[Dataset records]

PR #574, opened 2024-01-08
:sparkles: (feat): add graph deprecation logic

### LINKED ISSUE #525: (Placeholder): Add deprecation information to bundles/bundle variables
>[!NOTE]
>This issue is a placeholder issue and is subject to change

As part of implementing [RFC: OLMv1 Graph Deprecation](https://docs.google.com/document/d/1CYGANKILfzfOoWtHvyg4luF7i-cC1NRa7_1N9xTLatw/edit?usp=sharing) deprecation information needs to be added to the bundles used to build bundle variables for resolution.

This will likely include updates to the following areas of code:
- Updating the types used to process FBC data: https://github.com/operator-framework/operator-controller/blob/main/internal/catalogmetadata/types.go
- Updating the logic to fetch catalog data from the catalogd http server to include parsing deprecation data: https://github.com/operator-framework/operator-controller/blob/main/internal/catalogmetadata/client/client.go
- Updating bundle variables to include deprecation information (I'm unsure where or what changes are necessary to make this happen)

Bundles should be considered deprecated if any of the following conditions are satisfied:
- The parent `olm.package` is deprecated
- The `olm.channel` being used for resolution is deprecated and contains an entry for the `olm.bundle` object
    - Note: This only applies if resolution has been restricted to use the deprecated channel OR the bundle only exists in that channel
- The `olm.bundle` object itself is deprecated

### LINKED ISSUE #526: (Placeholder): Add new status condition to convey deprecation status of `Operator`
>[!NOTE]
>This issue is a placeholder issue and is subject to change

As part of implementing [RFC: OLMv1 Graph Deprecation](https://docs.google.com/document/d/1CYGANKILfzfOoWtHvyg4luF7i-cC1NRa7_1N9xTLatw/edit?usp=sharing) an `Operator` resource should have a status condition that conveys deprecation status.

The RFC proposes these types for the new status condition:
```go
const (
	TypeDeprecated = "Deprecated"
	
	ReasonPackageDeprecated = "PackageDeprecated"
	ReasonChannelDeprecated = "ChannelDeprecated"
	ReasonBundleDeprecated = "BundleDeprecated"
)
```

### LINKED ISSUE #527: (Placeholder): When `ForceSemverUpgradeConstraints=false` prefer deprecated bundles less during install/upgrade
>[!NOTE]
>This issue is a placeholder issue and is subject to change

As part of implementing [RFC: OLMv1 Graph Deprecation](https://docs.google.com/document/d/1CYGANKILfzfOoWtHvyg4luF7i-cC1NRa7_1N9xTLatw/edit?usp=sharing) deprecated bundles should be preferred less than non-deprecated bundles during resolution for installation and upgrading.

The preference will follow the pattern [non-deprecated, ordered by highest → lowest version] [deprecated, ordered by highest → lowest version]

As an example, consider the following scenario:
```
v1.0.0 <-- Deprecated
v1.1.0 <-- Installed
v1.2.0 <-- Long-Term Support
v1.3.0 <-- Deprecated
v1.4.0 <-- Deprecated
v1.5.0 <-- Long-Term Support
```
The resulting list of successors, ordered by most preferred first, would be:
```
v1.5.0
v1.2.0
v1.4.0 <-- Deprecated
v1.3.0 <-- Deprecated
```

everettraven:
# Description
- Add new condition types and reasons to signal when an installed bundle for a `ClusterExtension` has deprecations associated with it
- Update the `catalogmetadata.Bundle` type to have fields to hold the deprecation information for a bundle
- Update the resolution logic to prefer bundles with deprecations less than bundles without
- Update the `ClusterExtension` reconciler logic to add the deprecation statuses if there are any associated with the installed bundle

# Motivation
- Implements [RFC: OLMv1 Graph Deprecation](https://docs.google.com/document/d/1CYGANKILfzfOoWtHvyg4luF7i-cC1NRa7_1N9xTLatw/edit?usp=sharing)
- fixes #525 
- fixes #526 
- fixes #527

## Reviewer Checklist

- [ ] API Go Documentation

### DIFF
--- a/internal/catalogmetadata/client/client.go
+++ b/internal/catalogmetadata/client/client.go
@@ -57,6 +57,7 @@ func (c *Client) Bundles(ctx context.Context) ([]*catalogmetadata.Bundle, error)
 		}
 		channels := []*catalogmetadata.Channel{}
 		bundles := []*catalogmetadata.Bundle{}
+		deprecations := []*catalogmetadata.Deprecation{}
 
 		rc, err := c.fetcher.FetchCatalogContents(ctx, catalog.DeepCopy())
 		if err != nil {
@@ -81,6 +82,12 @@ func (c *Client) Bundles(ctx context.Context) ([]*catalogmetadata.Bundle, error)
 					return fmt.Errorf("error unmarshalling bundle from catalog metadata: %s", err)
 				}
 				bundles = append(bundles, &content)
+			case declcfg.SchemaDeprecation:
+				var content catalogmetadata.Deprecation
+				if err := json.Unmarshal(meta.Blob, &content); err != nil {
+					return fmt.Errorf("error unmarshalling deprecation from catalog metadata: %s", err)
+				}
+				deprecations = append(deprecations, &content)
 			}
 
 			return nil
@@ -89,7 +96,7 @@ func (c *Client) Bundles(ctx context.Context) ([]*catalogmetadata.Bundle, error)
 			return nil, fmt.Errorf("error processing response: %s", err)
 		}
 
-		bundles, err = PopulateExtraFields(catalog.Name, channels, bundles)
+		bundles, err = PopulateExtraFields(catalog.Name, channels, bundles, deprecations)
 		if err != nil {
 			return nil, err
 		}
@@ -100,7 +107,7 @@ func (c *Client) Bundles(ctx context.Context) ([]*catalogmetadata.Bundle, error)
 	return allBundles, nil
 }
 
-func PopulateExtraFields(catalogName string, channels []*catalogmetadata.Channel, bundles []*catalogmetadata.Bundle) ([]*catalogmetadata.Bundle, error) {
+func PopulateExtraFields(catalogName string, channels []*catalogmetadata.Channel, bundles []*catalogmetadata.Bundle, deprecations []*catalogmetadata.Deprecation) ([]*catalogmetadata.Bundle, error) {
 	bundlesMap := map[string]*catalogmetadata.Bundle{}
 	for i := range bundles {
 		bundleKey := fmt.Sprintf("%s-%s", bundles[i].Package, bundles[i].Name)
@@ -118,6 +125,36 @@ func PopulateExtraFields(catalogName string, channels []*catalogmetadata.Channel
 			}
 
 			bundle.InChannels = append(bundle.InChannels, ch)
+		}
+	}
+
+	// According to https://docs.google.com/document/d/1EzefSzoGZL2ipBt-eCQwqqNwlpOIt7wuwjG6_8ZCi5s/edit?usp=sharing
+	// the olm.deprecations FBC object is only valid when either 0 or 1 instances exist
+	// for any given package
+	deprecationMap := make(map[string]*catalogmetadata.Deprecation, len(deprecations))
+	for _, deprecation := range deprecations {
+		deprecationMap[deprecation.Package] = deprecation
+	}
+
+	for i := range bundles {
+		if dep, ok := deprecationMap[bundles[i].Package]; ok {
+			for _, entry := range dep.Entries {
+				switch entry.Reference.Schema {
+				case declcfg.SchemaPackage:
+					bundles[i].Deprecations = append(bundles[i].Deprecations, entry)
+				case declcfg.SchemaChannel:
+					for _, ch := range bundles[i].InChannels {
+						if ch.Name == entry.Reference.Name {
+							bundles[i].Deprecations = append(bundles[i].Deprecations, entry)
+							break
+						}
+					}
+				case declcfg.SchemaBundle:
+					if bundles[i].Name == entry.Reference.Name {
+						bundles[i].Deprecations = append(bundles[i].Deprecations, entry)
+					}
+				}
+			}
 		}
 	}
 
--- a/internal/catalogmetadata/types.go
+++ b/internal/catalogmetadata/types.go
@@ -18,7 +18,7 @@ const (
 )
 
 type Schemas interface {
-	Package | Bundle | Channel
+	Package | Bundle | Channel | Deprecation
 }
 
 type Package struct {
@@ -29,6 +29,10 @@ type Channel struct {
 	declcfg.Channel
 }
 
+type Deprecation struct {
+	declcfg.Deprecation
+}
+
 type PackageRequired struct {
 	property.PackageRequired
 	SemverRange bsemver.Range `json:"-"`
@@ -36,8 +40,9 @@ type PackageRequired struct {
 
 type Bundle struct {
 	declcfg.Bundle
-	CatalogName string
-	InChannels  []*Channel
+	CatalogName  string
+	InChannels   []*Channel
+	Deprecations []declcfg.DeprecationEntry
 
 	mu sync.RWMutex
 	// these properties are lazy loaded as they are requested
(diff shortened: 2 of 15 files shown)


internal/catalogmetadata/client/client.go
```diff
@@ -121,5 +128,31 @@ func PopulateExtraFields(catalogName string, channels []*catalogmetadata.Channel
 		}
 	}
 
+	// if package is deprecated, add deprecation to bundle
+	// if channel is deprecated, add deprecation to bundle
+	// if bundle is deprecated, add deprecation to bundle
```
everettraven, line 133: Leftover notes to self. Need to remove them.

internal/catalogmetadata/client/client.go
```diff
@@ -121,5 +128,31 @@ func PopulateExtraFields(catalogName string, channels []*catalogmetadata.Channel
...
+						}
+					case declcfg.SchemaBundle:
+						if bundles[i].Name == entry.Reference.Name {
+							bundles[i].Deprecations = append(bundles[i].Deprecations, entry)
+						}
+					}
+				}
+			}
+		}
+	}
```
everettraven, line 155: This is very deeply nested. I'll look into ways to have less nesting here.

internal/controllers/clusterextension_controller.go
```diff
@@ -267,6 +273,65 @@ func mapBDStatusToInstalledCondition(existingTypedBundleDeployment *rukpakv1alph
...
 }
 
+// setDeprecationStatus will set the appropriate deprecation statuses for a ClusterExtension
+// based on the provided bundle
+func setDeprecationStatus(ext *v1alpha1.ClusterExtension, bundle *catalogmetadata.Bundle) {
+	// unset conditions
+	meta.RemoveStatusCondition(&ext.Status.Conditions, v1alpha1.TypePackageDeprecated)
+	meta.RemoveStatusCondition(&ext.Status.Conditions, v1alpha1.TypeChannelDeprecated)
+	meta.RemoveStatusCondition(&ext.Status.Conditions, v1alpha1.TypeBundleDeprecated)
+	meta.RemoveStatusCondition(&ext.Status.Conditions, v1alpha1.TypeDeprecated)
```
everettraven, line 283: Is it more appropriate to set the conditions to false and set necessary fields to their empty values?

internal/catalogmetadata/client/client.go
everettraven: Linter doesn't seem to be upset about it, anyone feel strongly about this nesting such that I need to refactor it?

internal/controllers/clusterextension_controller.go
everettraven: Unit tests fail when the conditions are removed. made it so that these conditions are always present after a reconciliation

internal/resolution/variablesources/required_package_test.go
```diff
@@ -63,6 +63,25 @@ func TestMakeRequiredPackageVariables(t *testing.T) {
...
+			Deprecations: []declcfg.DeprecationEntry{
+				{
+					Reference: declcfg.PackageScopedReference{
+						Schema: declcfg.SchemaBundle,
+						Name:   "test-package.v4.0.0",
+					},
+					Message: "test-package.v4.0.0 has been deprecated",
+				},
+			},
+		},
```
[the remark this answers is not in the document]
everettraven: done in https://github.com/operator-framework/operator-controller/pull/574/commits/ef355d035fcc9f6a0b243aa0c9ae371300a7e983

internal/catalogmetadata/types.go
```diff
@@ -140,6 +145,10 @@ func (b *Bundle) propertiesByType(propType string) []*property.Property {
 	return b.propertiesMap[propType]
 }
 
+func (b *Bundle) HasDeprecation() bool {
```
dtfranz, line 148: Nit-picky but maybe:
```suggestion
func (b *Bundle) IsDeprecated() bool {
```
reads a little better to me.

everettraven: I can see that. Reason I went with `HasDeprecation` is more so because of the potentially confusing classification of "Deprecated" in this case. If a channel is deprecated, that doesn't necessarily mean _every_ bundle in that channel is deprecated. The `ClusterExtension` would be marked deprecated if it specifically asks for that channel but otherwise that deprecation notice wouldn't show up. Due to this I felt `HasDeprecation` was more like asking "Are there any deprecations that are associated with this bundle?" rather than "Is _this_ bundle deprecated?"

That being said, I'm not opposed to changing this. I do feel that `IsDeprecated()` could be a bit misleading without having a deeper understanding of how the deprecation concept works.

dtfranz: Ah good point, and as you noted I myself also misunderstood the concept here by thinking that all bundles under a deprecated channel were also considered deprecated. If that's not the case then I agree with `HasDeprecation()`.

internal/catalogmetadata/client/client.go
dtfranz: Could this work? It would at least make the runtime not be `num(bundles) * num(deprecations)`
```suggestion
	deprecationMap := make(map[string]*catalogmetadata.Deprecation, 0)
	for _, deprecation := range deprecations {
		deprecationMap[deprecation.Package] = deprecation
	}

	for i := range bundles {
		if deprecation, ok := deprecationMap[bundles[i].Package]; ok {
			for _, entry := range deprecation.Entries {
				switch entry.Reference.Schema {
				case declcfg.SchemaPackage:
					bundles[i].Deprecations = append(bundles[i].Deprecations, entry)
				case declcfg.SchemaChannel:
					for _, ch := range bundles[i].InChannels {
						if ch.Name == entry.Reference.Name {
							bundles[i].Deprecations = append(bundles[i].Deprecations, entry)
						}
					}
				case declcfg.SchemaBundle:
					if bundles[i].Name == entry.Reference.Name {
						bundles[i].Deprecations = append(bundles[i].Deprecations, entry)
					}
				}
			}
		}
	}
```
Probably fine to leave the channels and entries loops in there though.

dtfranz: Oh, but if you can have multiple deprecation entries with the same package name that wouldn't work, would it?

internal/catalogmetadata/types.go
stevekuznetsov: Sounds like a good place to add GoDoc :)

internal/catalogmetadata/client/client.go
everettraven: Updated in the latest force push (force pushed to squash commits)

internal/catalogmetadata/types.go
everettraven: https://github.com/operator-framework/operator-controller/pull/574/commits/a2ff3ff37ae6f532db7c425aa4798eed57537f06

everettraven: One thing to point out with this that I thought about while writing the GoDoc is that during resolution if the bundle is associated with _any_ deprecations it will be less preferred over other bundles even if it is an olm.channel deprecation that isn't being considered due to the specification of using a different channel.

For example, given the following set of bundles in a desired channel `stable`:
```
foo.v1.0.0
foo.v1.1.0
foo.v2.0.0
foo.v2.1.0
foo.v3.0.0 <-- associated with a deprecated channel named stable-v3 due to $reasons
```

The resulting resolution list in order of most preferred -> least preferred would be:
```
foo.v2.1.0
foo.v2.0.0
foo.v1.1.0
foo.v1.0.0
foo.v3.0.0
```

This feels like a scenario we may want to avoid by having a distinction between a bundle having explicit deprecation due to the package or itself being deprecated and the looser deprecation associated with the bundle being an entry within a deprecated channel

everettraven: cc @joelanford @grokspawn ^

everettraven: I've updated the implementation in https://github.com/operator-framework/operator-controller/pull/574/commits/9186d16a4353a45131e3e460cf6ffa9d5d3886f9 to avoid the scenario I mentioned above

dtfranz (commented):
You've taken care of my concerns here and also handled the channel deprecation case well in my opinion, thanks!
I'll hold off on explicit approval for now just to make sure that some of the other reviewers get a chance to look at things :)

stevekuznetsov (approved):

→ Task requirements
In the data above, retype exactly and only the lines between the one holding "- fixes #526" and the one holding "PopulateExtraFields(catalog.Name, channels, bundles)", inclusive.

→ Task solution
- fixes #526 
- fixes #527

## Reviewer Checklist

- [ ] API Go Documentation

### DIFF
--- a/internal/catalogmetadata/client/client.go
+++ b/internal/catalogmetadata/client/client.go
@@ -57,6 +57,7 @@ func (c *Client) Bundles(ctx context.Context) ([]*catalogmetadata.Bundle, error)
 		}
 		channels := []*catalogmetadata.Channel{}
 		bundles := []*catalogmetadata.Bundle{}
+		deprecations := []*catalogmetadata.Deprecation{}
 
 		rc, err := c.fetcher.FetchCatalogContents(ctx, catalog.DeepCopy())
 		if err != nil {
@@ -81,6 +82,12 @@ func (c *Client) Bundles(ctx context.Context) ([]*catalogmetadata.Bundle, error)
 					return fmt.Errorf("error unmarshalling bundle from catalog metadata: %s", err)
 				}
 				bundles = append(bundles, &content)
+			case declcfg.SchemaDeprecation:
+				var content catalogmetadata.Deprecation
+				if err := json.Unmarshal(meta.Blob, &content); err != nil {
+					return fmt.Errorf("error unmarshalling deprecation from catalog metadata: %s", err)
+				}
+				deprecations = append(deprecations, &content)
 			}
 
 			return nil
@@ -89,7 +96,7 @@ func (c *Client) Bundles(ctx context.Context) ([]*catalogmetadata.Bundle, error)
 			return nil, fmt.Errorf("error processing response: %s", err)
 		}
 
-		bundles, err = PopulateExtraFields(catalog.Name, channels, bundles)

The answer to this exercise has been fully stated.